This post is about benchmarking LightGBM and xgboost (exact method) on a customized Bosch data set. I have seen xgboost being 10 times slower than LightGBM during the Bosch competition, but now we got back with some numbers to compare! Our next benchmark will be about the Fast Histogram method of xgboost. The setup used is identical to the first benchmarks on Bosch + xgboost I made.
Cross-posted on Imploding Gradients.
Let’s go straight to the chart, this should alleviate all the impatience!
As we can see, in average LightGBM (binning) is between 11x to 15x faster than xgboost (without binning).
We also notice the ratio gets smaller when using many threads: this is obvious as if you cannot keep the threads busy 100%, then threading inefficiency kicks in (some threads may be forced to wait idle because the processing for the scheduling for the next task is not fast enough).
Let’s get a look at the 12 first threads.
What we can notice for xgboost is that we have performance gains by going over 6 physical cores (using 12 logical cores helps by about 28.3%, going from 577.9 seconds to 414.3 seconds).
Is this the same for LightGBM? Yes! We dropped from 45.1 seconds to 33.6 seconds, which is a massive performance gain (25.5%).
Conclusion for this part: use all logical cores for threading, this helps tremendously. If you want your machine learning training pipeline to end about 25% faster (varies by CPUs, obviously), you now know what to do: use logical cores instead of physical cores for thread count.
What if we look specifically for 13 to 24 threads? We add up to 12 threads as a reference for comparison.
We can notice quickly:
- No improvements for xgboost, more or less noisy variance
- Inverse improvements for LightGBM, with increased boosting time (from 33.6 seconds to up 38+ seconds)

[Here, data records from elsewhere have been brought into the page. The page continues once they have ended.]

Issue #1189, opened 2015-01-03
Icon outlines


nebulon42:
We might need outlines or halos around icons to make them distinguishable from the background. Especially since landuse colours are so saturated. See https://github.com/gravitystorm/openstreetmap-carto/issues/325#issuecomment-68612835 (second image) for why this might be needed.

Outlines cannot be part of the SVG (as Maki does for some icons) otherwise re-colouring with `marker-fill` won't work as intended. Unfortunately, `marker-line-` rules only work for markers that are specified with `marker-type`.

I have thought of stacking outline and fill with two separate SVGs. This has several drawbacks: First, we need two SVGs. The one comprising the outline has to be slightly bigger and should not have any inner holes. Second, we need to use `marker-allow-overlap: true`, which also allows overlap with any marker nearby. So this apparently does not work.

Did I miss something? IMO it would be easiest to be able to use `marker-line-` rules. I'm not sure if this is even technically possible. Should this be reported upstream?

Follow-up: If https://github.com/mapnik/mapnik-support/issues/27 and https://github.com/mapnik/mapnik/issues/2609 are related then at least Mapnik 3 could support it.

nebulon42:
I still think this is rather important, but there was no support for it. A pity. Closing this.

StyXman:
I have an update, I think, about this.

`mapnik` now supports marker stroke, stroke-width and stroke-opacity, which impacts the SVG stroke. The issue is that a stroke of N pixels means that half of those N pixels 'invade' the fill, while the rest become a 'halo'.

One thing that could be implemented is to add another layer with the same data and, for a halo of N pixels, set the stroke width to 2N. This of course means duplicating the layers, maybe it can be optimized with caching?

I also opened mapnik/mapnik#4246 , but I don't expect this to bubble up the stack (mapnik -> carto -> osm-carto) any time soon :(

StyXman:
I hit mapnik/mapnik#4247 :(

PR #1228, opened 2015-01-14
move library icon to SVG

nebulon42:
Implements part of #1165 by moving the icon for `amenity=library` to SVG.
Icon: [nebulon42/osmic/library-16.svg](https://github.com/nebulon42/osmic/blob/master/amenity/library-16.svg)

before
library_before

after
library_after


kocio-pl:
I don't like horizontal space - now it looks more like an arrow down or a gift than a book.

nebulon42:
I can't follow you regarding the gift I have to say.

kocio-pl:
Well, the lower part of the package with the gift. =} 

Anyway, I can't follow the horizontal space in the book icon - what does it represent?

nebulon42:
It is intended to represent the pages, the thickness of the book.

kocio-pl:
Hm, I was not sure, since I expect it to be on top. And I guess the cover is too short (vertical cover line should be longer than horizontal - this one is too square).

nebulon42:
> I was not sure, since I expect it to be on top

That seems to be a problem with this icon. The book is meant to show the inside but some are seeing the back cover (me too sometimes). I will try to adjust the fake perspective.

althio:
If you want to give a try to another idea and get rid of perspective how about several books on a shelf.
Found on the web as example:

nebulon42:
Yes, tried it already but didn't work so well.

nebulon42:
Slightly adjusted: library-162

kocio-pl:
I still consider it strange because of a square aspect ratio (if I understand correctly those small parts on the bottom are the thickness/z axis, so they don' count for height) - rectangles with one dimension longer are more common: [https://commons.wikimedia.org/wiki/File:Comparison_paper_sizes.svg]

nebulon42:
I have updated the icon and removed the z-axis part.

HolgerJeromin:
I think most names of the poi will clarify the icon for those people who don't recognize it.

mkoniecz:
Unfortunately at least for me the new icon is not recognizable and current one is.

nebulon42:
> Unfortunately at least for me the new icon is not recognizable and current one is.

I have experimented quite a bit with different options before the last update and I'm afraid I will not be able to come up with a different/better version.

vholten:
These are some variations:
book icons
book icons preview
(Inspired by [this icon](http://commons.wikimedia.org/wiki/File:Book-of-myst.png))

kocio-pl:
Both are much better for me!

nebulon42:
@vholten Are your previews output by TileMill or did you do some image editing?

vholten:
@nebulon42 The previous previews were done by image editing (downsampling the icons to 16 pixel width). 
This is how it looks in TileMill using SVG:
book icons tilemill

nebulon42:
Looks a bit blurry at the edges, but not bad. Maybe it helps to have the parts at the left/right side in solid colour as it is done for the lower part? I suggest that you create another Pull Request for it.

mkoniecz:
@vholten It looks really well, better than the current one.

althio:
@vholten I like them too.
I would prefer the left and right edges really vertical with no apparent perspective.

vholten:
OK, I will try some variations and create a new pull request.

math1985:
For what it's worth, tester recognizes the image proposed in this PR but prefers the current image.

nebulon42:
Thanks, but let's wait for @vholten's PR.

nebulon42:
I tried to recreate @vholten's proposal and it looks like this:
library_new

@math1985: Here I tried to use transparency (0.1) for the fill. What do you think?

As the outlines are a bit thin and the fill (pages) are quite big I think the icon is not prominent enough compared to the others, especially at lower zoom levels:
library_low_zoom

nebulon42:
Please give feedback on the new icon so we can move this forward, thanks.

math1985:
> Please give feedback on the new icon so we can move this forward, thanks.

I'm very busy at the moment, but will get back to it as soon as I have time.

kocio-pl:
I like this icon - it's a bit less visible then current one, but then I think libraries are now too visible. New icon is satisfying recognizable for me.

math1985:
I also like the new icon. It's more recognizable then the 'arrow', and as far as I'm concerned still prominent enough.

We could also consider swapping your proposed library and book shop icon. A (messy) stack of books reminds me more of a library than a book shop.

lest69:
I also like the new icon. I think it's visible enough, especially when combined with the label.

I'm not so sure about swapping the icon with book shop. In my experience, the open book is a fairly universal symbol for representing libraries. Regardless, the colour of the icon and label is different for the two, so it should be relatively easy to determine which is the amenity and which is the shop.

mkoniecz:
>  In my experience, the open book is a fairly universal symbol for representing libraries.

Situation in Poland is the same - IMHO this symbol or similar is more likely to represent library.

nebulon42:
I have to delay this a bit because this involves transparency and I have to address https://github.com/nebulon42/osmic/issues/3 first to see if the transparency is still needed. We then will have to decide if we want to have icon halos in here too (#1189).

mkoniecz:
@nebulon42 Is there anything blocking this PR? This icon is a nice improvement, is there anything that needs to be done before reviewing and hopefully merging it?

nebulon42:
@matkoniecz After careful consideration I cannot use the last proposed variant, because of the large inner holes that lead to difficulties with legibility on noisy background.
Example: noise_library

I therefore have reverted the library icon in my repository and will go on proposing my version as depicted in the preview in the first post. You can still find the other icon [here](https://github.com/nebulon42/osmic/blob/b20bf75298c6a268ceacc247bccea1d5b902030d/amenity/library-16.svg) if you choose to go ahead with that version.

matkoniecz:
@nebulon42 Yes, it is not working in cases like this example.

kocio-pl:
Do the pages have to be completely translucent or fully brown, or there could be a shade?

nebulon42:
Technically a transparent fill (say 10/15/20%) could work. But translucent fills clash with halos, so I cannot add that. (Although halos are not considered in this repository.)

lest69:
Rather than transparency, is it possible to use a lighter, but still solid, shade? Or can it only have on/off for each pixel? I'm not completely familiar with how this all works, but I envision something like having the pages coloured by the primary colour -50% saturation, for example.

nebulon42:
@lest69 When using `marker-fill` as we do it is not possible to use more than one colour.

Please tell me if you consider to merge this, otherwise I will close it.

math1985:
I'm fine with merging the current proposal, what do the others think?

kocio-pl:
For me it's just passable - visually not better than current icon (too strong), but not worse.

pnorman:
I'd rather keep the current one or use something similar to what was proposed in the PR comments. I don't like the one in the PR itself.

nebulon42:
I'm closing this, because we are re-iterating the same discussion over and over again.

Therefore, a quick conclusion is the following: do not overallocate logical cores, it is not a good practice. Keep using logical cores as the thread count, and do not go over that number.
Quick look at LightGBM specifically
We can do a quick look at LightGBM curve.
This seems to be a linear improvement: from 202 seconds (1 full core used, 1 thread), we dropped to 33.6 seconds (6 full cores used, 12 threads), which is nearly a 100% multithreading efficiency. As we hit the wall with more threads, the multithreading efficiency lowers drastically and we have those inverse improvements.
Data RAM efficiency?
A quick look at the RAM usage depicts the following, using gc() twice after the creation of the matrices:
- Initial data (dense, unused): approx 8,769 MB (27.9% vs original)
- Original data (dgCMatrix): approx. 2,448 MB (100% vs original)
- xgboost (xgb.DMatrix): approx. 1,701 MB (69.5% vs original)
- LightGBM (lgb.Dataset): approx. 2,512 MB (102.6% vs original)
It seems LightGBM has a higher memory footprint than xgboost.
Training RAM efficiency
We are using 12 threads to check the RAM efficiency, taken at the end of the 50 boosting iterations, using gc before boosting, not using gc after boosting:
- xgboost: approx. 1684 MB
- LightGBM: approx. 1425 MB (84.6% of xgboost memory usage)
We can notice LightGBM has a lower RAM usage during training, at the cost of an increased RAM usage for the data in memory. There could be improvements in the potential modifications of the R LightGBM package to have a more efficiency way to store data.
The next benchmark will come when xgboost’s fast histogram method is up and running and usable in R. It is currently up and running, but not usable in R. This would be the closest “Apples to Apples” comparison between xgboost and LightGBM.
We will be also comparing the logarithmic loss between xgboost and LightGBM.